Blockade of gene transcription in stimulated inflammatory cells is often due to one or multiple interruptions in the signaling transduction from the stimuli to the corresponding transcriptional cytokines. In LPS signals, the MAPKs-IKK-IκB-α-NF-κB pathway is downstream of LPS signaling transduction [15, 34]. IκB-α is phosphorylated by IKK, which then leads to the degradation of IκB-α and the translocation of NF-κB from the cytoplasm to nucleus. However, we found that although TSG inhibited pro-inflammatory factor gene-transcription in microglia, it failed to affect LPS-induced IκB-α degradation and NF-κB phosphorylation or nuclear translocation. Neither did we observe any significant effect on the LPS-induced increase in ERK1/2, JNK, or the p38 phosphorylation levels. It indicates that TSG might affect the inflammatory response in microglia by a mechanism downstream of the nuclear translocation of NF-κB. In fact, our results showed that the increase in DNA binding activity of NF-κB in LPS-stimulated microglia was remarkably suppressed by TSG. Moreover, the reduction in active NF-κB from binding to the iNOS promoter in the ChIP assay further confirmed the function of TSG. In general, these data provide a plausible explanation why the gene transcription of pro-inflammatory factors is inhibited, despite the fact that activation of MAPK-IκB-α-NF-κB signals is not perturbed in TSG/LPS co-treated cells. However, as we did not check the influence of TSG in the binding of NF-κB to TNF-α and IL-6 promoters, to some extent these conclusions limit our observations for the role of TSG in inflammatory response in microglia. Some previous studies associated with the interaction between NF-κB and TNF-α and IL-6 promoters might give us evidence to offset the limitation. For example, a 120-bp TNF-α promoter was found to possess a binding site for NF-κB [45], and the promoter region of the IL-6 gene was confirmed to have a putative NF-κB binding site [46].

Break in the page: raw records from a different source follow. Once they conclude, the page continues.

PR #211, opened 2015-10-14
Initial work to support _bulk_get

tomblench:
This PR adds the necessary internal support for the new `_bulk_get` endpoint.

We can switch between `_bulk_get` and "one document at a time" whilst providing the same interface to the replication code. Currently only the "one document at a time" code path works. A later PR will add the functionality for calling `_bulk_get` and deserialising responses in a streaming/iterable manner.

* Rename existing CouchClient bulkXXX methods to bulkPostXXX
* Add dummy CouchClient.bulkGet method (implementation to come...)
* Add CouchClientWrapper.bulkGetRevisions - returns an object which
  can be iterated over to get each revision in turn
* Convert GetRevisionTask to use above iterator

reviewer: @mikerhodes 
reviewer: @ricellis


cloudant-sync-datastore-core/src/main/java/com/cloudant/mazha/BulkGetRequest.java
```diff
@@ -0,0 +1,34 @@
...
+ *
+ * This is in the format which the _bulk_get endpoint understands, where &lt;doc id, rev id&gt;
+ * pairs are given. If multiple rev ids are required, then the doc id needs to be repeated across
+ * multiple requests.
+ */
+public class BulkGetRequest {
+    public String id;
+    public String rev;
+    public List<String> atts_since;
+}
```
ricellis: \n

cloudant-sync-datastore-core/src/main/java/com/cloudant/mazha/BulkGetRequest.java
```diff
@@ -0,0 +1,34 @@
...
+ * Represents a bulk GET request for documents
+ *
+ * This is in the format which the _bulk_get endpoint understands, where &lt;doc id, rev id&gt;
+ * pairs are given. If multiple rev ids are required, then the doc id needs to be repeated across
+ * multiple requests.
+ */
+public class BulkGetRequest {
+    public String id;
+    public String rev;
+    public List<String> atts_since;
```
ricellis: If this represents the _bulk_get request does it need additional properties for the query parameters?
`boolean revs`
`boolean attachments`

cloudant-sync-datastore-core/src/main/java/com/cloudant/mazha/CouchClient.java
```diff
@@ -541,7 +542,7 @@ private void closeQuietly(InputStream is) {
         }
     }
 
-    InputStream bulkInputStream(List<?> objects) {
+    private InputStream bulkPostInputStream(List<?> objects) {
```
ricellis: This is slightly misleading from the aspect that a `_bulk_get` request is also a `POST`, but maybe that is just because I know that endpoint detail. Maybe `bulkInsert` & `bulkRetrieve` make the intent more clear without the ambiguity of the HTTP request type?

cloudant-sync-datastore-core/src/main/java/com/cloudant/sync/replication/BasicPullStrategy.java
```diff
@@ -269,14 +269,16 @@ private int processOneChangesBatch(ChangesResultWrapper changeFeeds)
...
 
-            List<Callable<DocumentRevsList>> tasks = createTasks(batch, missingRevisions);
+            Callable<Iterable<DocumentRevsList>> tasks = createTask(batch, missingRevisions);
             try {
-                List<Future<DocumentRevsList>> futures = executor.invokeAll(tasks);
-                for(Future<DocumentRevsList> future : futures) {
-                    DocumentRevsList result = future.get();
+                Future<Iterable<DocumentRevsList>> future = executor.submit(tasks);
 
+                Iterable<DocumentRevsList> result = future.get();
```
ricellis: `future.get()` is a blocking call and this now appears to be a single task submitted for execution on the previous line, so if there is no parallel processing to be gained what is the value of using the `executor` here?

cloudant-sync-datastore-core/src/main/java/com/cloudant/sync/replication/GetRevisionTask.java
```diff
@@ -57,55 +56,50 @@
...
 
     @Override
     public String toString() {
-        StringBuilder s = new StringBuilder("GetRevisionTask: ")
-                .append("{ documentId : \"").append(this.documentId).append("\", ")
-                .append("openRevisions : ").append(Arrays.asList(this.openRevisions)).append(" }");
-        return s.toString();
+        return "GetRevisionTask{" +
+                "sourceDb=" + sourceDb +
+                ", requests=" + requests +
```
ricellis: I think the `toString()` of `List` calls `toString()` on each member, so wouldn't this be more useful of `BulkGetRequest` also had a `toString()`?

cloudant-sync-datastore-core/src/test/java/com/cloudant/sync/replication/BasicPullStrategyMockTest.java
```diff
@@ -170,29 +171,26 @@ public void testReplicationDocWithEmptyId() throws Exception {
...
-        revs = new ArrayList<String>();
-        revs.add("1-13d33701a0954729ad029adf8fdc5a04");
-        when(mockRemoteDb.getRevisions("4d3b3f01362649d79b31d9092799a7e0", revs, new HashSet<String>(),false)).then(new Answer<Object>() {
-            @Override
-            public Object answer(InvocationOnMock invocation) throws Throwable {
-
-                return loadOpenRevsResponseFromFixture("fixture/testReplicationDocWithEmptyId_open_revs_2.json");
-
+                List<BulkGetRequest> requests = ((List<BulkGetRequest>)invocation.getArguments()[0]);
+                System.out.println(requests.get(0).id);
```
ricellis: test logging or remove?

cloudant-sync-datastore-core/src/test/java/com/cloudant/sync/replication/BasicPullStrategyMockTest.java
```diff
@@ -170,29 +171,26 @@ public void testReplicationDocWithEmptyId() throws Exception {
...
+                if (requests.get(0).id.equals("")) {
+                    // well this will never get called with "" because empty ids get skipped - should we fail?
+                    return loadOpenRevsResponseFromFixture("fixture/testReplicationDocWithEmptyId_open_revs_1.json");
+                }
+                else if (requests.get(0).id.equals("4d3b3f01362649d79b31d9092799a7e0")) {
+                    return loadOpenRevsResponseFromFixture("fixture/testReplicationDocWithEmptyId_open_revs_2.json");
+                }
+                System.out.println("This shouldn't happen");
```
ricellis: test logging?

cloudant-sync-datastore-core/src/test/java/com/cloudant/sync/replication/BasicPullStrategyMockTest.java
```diff
@@ -170,29 +171,26 @@ public void testReplicationDocWithEmptyId() throws Exception {
...
-        when(mockRemoteDb.getRevisions("4d3b3f01362649d79b31d9092799a7e0", revs, new HashSet<String>(),false)).then(new Answer<Object>() {
-            @Override
-            public Object answer(InvocationOnMock invocation) throws Throwable {
-
-                return loadOpenRevsResponseFromFixture("fixture/testReplicationDocWithEmptyId_open_revs_2.json");
-
+                List<BulkGetRequest> requests = ((List<BulkGetRequest>)invocation.getArguments()[0]);
+                System.out.println(requests.get(0).id);
+                if (requests.get(0).id.equals("")) {
+                    // well this will never get called with "" because empty ids get skipped - should we fail?
```
ricellis: If our expected behaviour is that empty IDs should be skipped then yes, we should fail.

cloudant-sync-datastore-core/src/main/java/com/cloudant/sync/replication/BasicPullStrategy.java
```diff
@@ -269,14 +269,16 @@ private int processOneChangesBatch(ChangesResultWrapper changeFeeds)
 
             if (this.cancel) { break; }
 
-            List<Callable<DocumentRevsList>> tasks = createTasks(batch, missingRevisions);
+            Callable<Iterable<DocumentRevsList>> tasks = createTask(batch, missingRevisions);
```
ricellis: Why no more multiple tasks here? Isn't there still an advantage to operating in parallel for the case where `_bulk_get` isn't supported?

cloudant-sync-datastore-core/src/main/java/com/cloudant/mazha/BulkGetRequest.java
tomblench: This is meant to capture the fields needed for one entry in the `docs` array - as in https://github.com/couchbase/sync_gateway/wiki/Bulk-GET

So maybe this class should be called `BulkGetRequestItem`.

`revs` and `attachments` is for the whole request. I'm minded to keep this structure as it is for now, but I might re-visit this (in a later PR) and change to a structure which captures the whole list of requests as well as the flags.

cloudant-sync-datastore-core/src/main/java/com/cloudant/sync/replication/BulkGetRequest.java
```diff
@@ -0,0 +1,49 @@
...
+package com.cloudant.sync.replication;
+
+import java.util.List;
+
+/**
+ * Created by tomblench on 14/10/15.
+ */
+
+/**
+ * Represents a bulkCreateDocs GET request for documents
```
ricellis: Isn't this for `bulkGetRevisions` rather than `bulkCreateDocs`?

cloudant-sync-datastore-core/src/main/java/com/cloudant/sync/replication/BasicPullStrategy.java
```diff
@@ -85,10 +83,16 @@ public BasicPullStrategy(PullReplication pullReplication) {
...
+                             PullConfiguration config) {
+        this(pullReplication, null, config);
+    }
+
+    public BasicPullStrategy(PullReplication pullReplication,
                              ExecutorService executorService,
                              PullConfiguration config) {
         Preconditions.checkNotNull(pullReplication, "PullReplication must not be null.");
 
+        // TODO pass this executor service down to the GetRevisionTask
```
ricellis: I assume this TODO and the associated TODOs in the `GetRevisionTaskThreaded` for executor configuration are going to be covered in a future PR?

cloudant-sync-datastore-core/src/main/java/com/cloudant/sync/replication/GetRevisionTaskThreaded.java
```diff
@@ -0,0 +1,210 @@
...
+        Preconditions.checkNotNull(requests, "requests cannot be null");
+        for(BulkGetRequest request : requests) {
+            Preconditions.checkNotNull(request.id, "id cannot be null");
+            Preconditions.checkNotNull(request.revs, "revs cannot be null");
+        }
+
+        this.sourceDb = sourceDb;
+        this.requests = requests;
+        this.pullAttachmentsInline = pullAttachmentsInline;
+        this.executorService = new ThreadPoolExecutor(threads, threads, 1, TimeUnit.MINUTES,
```
ricellis: Given that this `ThreadPoolExecutor` has identical core and max thead number configuration I think this is essentially a fixed size thread pool where the keep alive time has no effect (because it won't reduce below core threads anyway). As such I think `Executors.newFixedThreadPool(threads)` may be more concise.

cloudant-sync-datastore-core/src/main/java/com/cloudant/sync/replication/GetRevisionTaskThreaded.java
```diff
@@ -0,0 +1,210 @@
...
+            }
+
+            return next;
+        }
+
+        @Override
+        public DocumentRevsList next() {
+            // can't advance iterator as there was a problem in call()
+            if (!iteratorValid) {
+                return null;
```
ricellis: I think this should throw a `NoSuchElementException`

cloudant-sync-datastore-core/src/main/java/com/cloudant/sync/replication/GetRevisionTaskThreaded.java
```diff
@@ -0,0 +1,210 @@
...
+            }
+
+            try {
+                requestsOutstanding.decrementAndGet();
+                return completionService.take().get();
```
ricellis: Do you think we should use `completionService.poll(5, TimeUnit.MINUTES).get()` to match up with the `offer`? Otherwise I'm concerned that this iterator could block forever (say if the network vanishes) unless we have another timeout somewhere that guarantees the `InterruptedException` will get thrown.

tomblench: That sounds like a good idea, code which blocks forever is not a good idea in our library. Does it behave exactly the same way but with a timeout? I have to say I was put off by the name `poll` which sounded like something more CPU intensive.

ricellis: I guess the implementation varies depending on the type of queue behind the `poll` method, but I would be very surprised if it actually did a poll my guess would be that it waits for a notify when an item is added to the queue within the timeout.

cloudant-sync-datastore-core/src/main/java/com/cloudant/sync/replication/BulkGetRequest.java
tomblench: Thanks for spotting, this was on over-zealous refactor. Fixed in dc50066.

cloudant-sync-datastore-core/src/main/java/com/cloudant/sync/replication/BasicPullStrategy.java
tomblench: I've decided to remove this, see 039220e

cloudant-sync-datastore-core/src/main/java/com/cloudant/sync/replication/GetRevisionTaskThreaded.java
tomblench: Good idea, done in 9f7bd62

cloudant-sync-datastore-core/src/main/java/com/cloudant/sync/replication/GetRevisionTaskThreaded.java
tomblench: Also done in 9f7bd62

cloudant-sync-datastore-core/src/main/java/com/cloudant/sync/replication/GetRevisionTaskThreaded.java
tomblench: Done in 3a485d4

tomblench:
Thanks for the feedback @ricellis - hopefully everything has been addressed. I've raised a follow-on for some small items which aren't urgent (FB 56304).

ricellis:
+1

It is worth noting that our above observations in microglia are inconsistent with the in vitro oxygen glucose deprivation/reperfusion (OGD/R)-stimulated neurons where the TSG-mediated reduction in iNOS expression and brain infarct volume is mediated by the inhibition of nuclear translocation of NF-κB [26]. However, because there are large differences between in vitro and in vivo micro-environments and the damage of neurons in the in vivo conditions usually occurs following excessive activation of microglia, we tend to suppose that the TSG-mediated reduction in infarct volume after brain ischemia might be mediated by the attenuation of inflammatory response in microglia with a mechanism that is different from that in neurons. That is, TSG may protect the brain tissues from ischemia by impairing the DNA binding activity of NF-κB. However, how this mechanism works in microglia is not clear. We notice that though resveratrol, a polyphenolicphytoalexin found in grapes, fruits, and root extracts of the weed Polygonumcuspidatum[47], has similar characteristics in structure to TSG [48, 49], it exhibits distinct mechanisms in regulation of inflammatory response in microglia. For example, resveratrol was reported to decrease the production of pro-inflammatory factors primarily by impairing the phosphorylation and nuclear translocation of NF-κB [49, 50]. This difference, combined with the highly similar structure of TSG and resveratrol, might help us to further clarify the exact mechanism of TSG in inflammatory response.

In summary, this study identifies a role for TSG in the induction of pro-inflammatory factors in microglia by a mechanism that is independent of MAPK activation, IκB-α degradation, and NF-κB phosphorylation/nuclear translocation, but probably relies on the repression of NF-κB binding activity.